━━━ DATA SHOWN ━━━

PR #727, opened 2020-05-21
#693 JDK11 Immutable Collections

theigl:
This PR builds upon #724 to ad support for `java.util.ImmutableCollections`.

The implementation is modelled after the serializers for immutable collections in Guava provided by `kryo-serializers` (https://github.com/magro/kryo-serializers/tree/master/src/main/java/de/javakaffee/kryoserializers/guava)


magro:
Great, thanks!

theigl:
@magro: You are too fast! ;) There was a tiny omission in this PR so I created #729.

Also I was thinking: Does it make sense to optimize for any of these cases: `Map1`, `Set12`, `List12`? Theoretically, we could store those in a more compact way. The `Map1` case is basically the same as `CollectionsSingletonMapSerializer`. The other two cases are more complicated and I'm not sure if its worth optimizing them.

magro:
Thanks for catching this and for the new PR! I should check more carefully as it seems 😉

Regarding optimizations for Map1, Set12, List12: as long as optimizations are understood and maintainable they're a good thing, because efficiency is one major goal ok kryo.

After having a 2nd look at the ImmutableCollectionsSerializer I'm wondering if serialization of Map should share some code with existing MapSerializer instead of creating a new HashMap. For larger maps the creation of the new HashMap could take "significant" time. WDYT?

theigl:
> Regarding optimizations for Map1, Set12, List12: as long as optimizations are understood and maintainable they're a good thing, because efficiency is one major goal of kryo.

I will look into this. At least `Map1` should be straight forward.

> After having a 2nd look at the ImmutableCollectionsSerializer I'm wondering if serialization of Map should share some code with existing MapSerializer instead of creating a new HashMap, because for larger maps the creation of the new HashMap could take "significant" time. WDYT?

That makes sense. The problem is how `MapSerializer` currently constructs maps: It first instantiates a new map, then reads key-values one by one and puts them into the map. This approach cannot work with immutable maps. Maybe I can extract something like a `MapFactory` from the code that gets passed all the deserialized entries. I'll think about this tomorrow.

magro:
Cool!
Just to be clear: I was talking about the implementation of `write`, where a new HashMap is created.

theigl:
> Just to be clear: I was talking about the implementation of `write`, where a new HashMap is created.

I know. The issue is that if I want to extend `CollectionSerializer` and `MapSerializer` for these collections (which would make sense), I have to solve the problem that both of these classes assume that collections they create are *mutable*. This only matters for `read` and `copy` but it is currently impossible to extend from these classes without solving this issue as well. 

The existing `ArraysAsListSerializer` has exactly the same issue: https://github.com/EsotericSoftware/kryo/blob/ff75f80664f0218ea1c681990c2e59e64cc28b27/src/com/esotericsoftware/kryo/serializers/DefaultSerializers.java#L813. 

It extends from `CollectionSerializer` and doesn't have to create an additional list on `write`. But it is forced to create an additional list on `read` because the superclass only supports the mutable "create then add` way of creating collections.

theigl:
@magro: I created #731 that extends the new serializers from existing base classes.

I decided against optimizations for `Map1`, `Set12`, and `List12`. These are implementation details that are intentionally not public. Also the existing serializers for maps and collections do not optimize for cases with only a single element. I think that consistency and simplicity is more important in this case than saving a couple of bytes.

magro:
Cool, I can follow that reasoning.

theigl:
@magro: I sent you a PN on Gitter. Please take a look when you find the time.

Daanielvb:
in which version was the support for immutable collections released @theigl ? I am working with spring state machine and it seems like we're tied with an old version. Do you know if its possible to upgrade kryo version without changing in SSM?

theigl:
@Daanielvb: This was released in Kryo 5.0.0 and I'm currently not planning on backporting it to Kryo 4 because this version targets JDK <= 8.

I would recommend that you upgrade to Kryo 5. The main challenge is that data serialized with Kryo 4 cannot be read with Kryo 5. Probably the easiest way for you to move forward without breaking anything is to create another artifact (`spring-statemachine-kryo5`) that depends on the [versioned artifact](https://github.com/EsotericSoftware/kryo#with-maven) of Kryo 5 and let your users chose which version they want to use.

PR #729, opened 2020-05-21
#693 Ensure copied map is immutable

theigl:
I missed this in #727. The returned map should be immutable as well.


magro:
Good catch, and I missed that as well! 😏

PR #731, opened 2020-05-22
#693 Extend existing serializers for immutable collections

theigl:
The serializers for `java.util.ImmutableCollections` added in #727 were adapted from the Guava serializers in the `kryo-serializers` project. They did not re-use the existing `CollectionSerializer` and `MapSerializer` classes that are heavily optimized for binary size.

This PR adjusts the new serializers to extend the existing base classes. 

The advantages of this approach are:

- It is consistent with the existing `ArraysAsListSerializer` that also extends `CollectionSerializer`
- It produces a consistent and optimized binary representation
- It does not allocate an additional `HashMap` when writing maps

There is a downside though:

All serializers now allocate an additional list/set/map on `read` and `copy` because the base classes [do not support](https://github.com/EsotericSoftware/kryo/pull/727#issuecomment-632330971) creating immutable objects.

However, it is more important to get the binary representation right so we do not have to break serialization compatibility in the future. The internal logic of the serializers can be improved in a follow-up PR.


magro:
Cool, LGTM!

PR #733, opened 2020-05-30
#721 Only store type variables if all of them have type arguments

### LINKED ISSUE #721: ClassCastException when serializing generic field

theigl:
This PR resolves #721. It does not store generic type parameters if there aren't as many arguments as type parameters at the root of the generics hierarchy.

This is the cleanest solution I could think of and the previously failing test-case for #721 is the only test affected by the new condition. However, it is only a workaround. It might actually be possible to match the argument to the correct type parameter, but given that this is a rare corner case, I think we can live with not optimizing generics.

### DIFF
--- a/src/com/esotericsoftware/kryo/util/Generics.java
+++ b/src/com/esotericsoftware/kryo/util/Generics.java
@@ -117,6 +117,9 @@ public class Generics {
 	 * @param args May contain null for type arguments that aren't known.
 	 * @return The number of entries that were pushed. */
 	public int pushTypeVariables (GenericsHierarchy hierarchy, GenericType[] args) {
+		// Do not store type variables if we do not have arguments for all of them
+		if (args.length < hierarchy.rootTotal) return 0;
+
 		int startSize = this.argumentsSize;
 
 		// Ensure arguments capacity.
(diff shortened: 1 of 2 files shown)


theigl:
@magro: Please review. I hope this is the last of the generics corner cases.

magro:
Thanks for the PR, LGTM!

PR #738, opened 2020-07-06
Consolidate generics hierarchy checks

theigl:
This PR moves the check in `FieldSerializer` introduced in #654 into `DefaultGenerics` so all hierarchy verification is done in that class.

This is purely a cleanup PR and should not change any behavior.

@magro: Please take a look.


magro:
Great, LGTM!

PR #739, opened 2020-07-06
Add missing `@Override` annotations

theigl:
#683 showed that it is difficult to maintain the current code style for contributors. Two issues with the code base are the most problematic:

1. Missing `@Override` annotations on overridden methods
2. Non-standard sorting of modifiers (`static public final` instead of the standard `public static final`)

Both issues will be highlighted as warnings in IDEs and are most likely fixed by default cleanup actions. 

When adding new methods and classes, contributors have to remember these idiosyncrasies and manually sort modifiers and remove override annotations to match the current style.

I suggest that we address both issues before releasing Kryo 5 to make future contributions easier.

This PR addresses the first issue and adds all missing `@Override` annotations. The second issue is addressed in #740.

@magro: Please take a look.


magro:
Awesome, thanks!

━━━

**TASK TO CARRY OUT:** Beginning at the first line of the records, retype exactly every line up to and including the one with "new HashMap, because".

**REPLY TO THE TASK:**
PR #727, opened 2020-05-21
#693 JDK11 Immutable Collections

theigl:
This PR builds upon #724 to ad support for `java.util.ImmutableCollections`.

The implementation is modelled after the serializers for immutable collections in Guava provided by `kryo-serializers` (https://github.com/magro/kryo-serializers/tree/master/src/main/java/de/javakaffee/kryoserializers/guava)


magro:
Great, thanks!

theigl:
@magro: You are too fast! ;) There was a tiny omission in this PR so I created #729.

Also I was thinking: Does it make sense to optimize for any of these cases: `Map1`, `Set12`, `List12`? Theoretically, we could store those in a more compact way. The `Map1` case is basically the same as `CollectionsSingletonMapSerializer`. The other two cases are more complicated and I'm not sure if its worth optimizing them.

magro:
Thanks for catching this and for the new PR! I should check more carefully as it seems 😉

Regarding optimizations for Map1, Set12, List12: as long as optimizations are understood and maintainable they're a good thing, because efficiency is one major goal ok kryo.

After having a 2nd look at the ImmutableCollectionsSerializer I'm wondering if serialization of Map should share some code with existing MapSerializer instead of creating a new HashMap. For larger maps the creation of the new HashMap could take "significant" time. WDYT?

theigl:
> Regarding optimizations for Map1, Set12, List12: as long as optimizations are understood and maintainable they're a good thing, because efficiency is one major goal of kryo.

I will look into this. At least `Map1` should be straight forward.

> After having a 2nd look at the ImmutableCollectionsSerializer I'm wondering if serialization of Map should share some code with existing MapSerializer instead of creating a new HashMap, because for larger maps the creation of the new HashMap could take "significant" time. WDYT?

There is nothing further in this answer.